> _What you need to do_:
Report each line from the records where the string "typeof" turns up.

> _Exercise inputs_:

Issue #983, opened 2024-12-15
Runtime behavior of `optional`/`undefinedable` doesn’t match TS with exactOptionalPropertyTypes


andersk:
#385 was resolved by adding `v.undefinedable` with different typing from `v.optional`:

```ts
import * as v from "valibot";

const optional_schema = v.object({ field: v.optional(v.number()) });
type OptionalOutput = v.InferOutput<typeof optional_schema>;
// { field?: number }

const undefinedable_schema = v.object({ field: v.undefinedable(v.number()) });
type UndefinedableOutput = v.InferOutput<typeof undefinedable_schema>;
// { field: number | undefined }
```

However, this typing is inconsistent with the runtime behavior: at runtime, both schemas accept and return both of `{}` and `{ field: undefined }`. This means that both schemas break type safety with `tsc --strict --exactOptionalPropertyTypes`.

```ts
const a = v.parse(optional_schema, { field: undefined });
if ("field" in a) { // narrows a.field to string
  const n: number = a.field; // oops, this is undefined
}

const b = v.parse(
  v.union([undefinedable_schema, v.object({ bogus: v.string() })]),
  {}
);
if (!("field" in b)) { // narrows b to { bogus: string }
  const s: string = b.bogus; // oops, this is undefined
}
```

Either the types should be adjusted to match the runtime behavior, or the runtime behavior should be adjusted to match the types.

> _Task output_:
type OptionalOutput = v.InferOutput<typeof optional_schema>;
type UndefinedableOutput = v.InferOutput<typeof undefinedable_schema>;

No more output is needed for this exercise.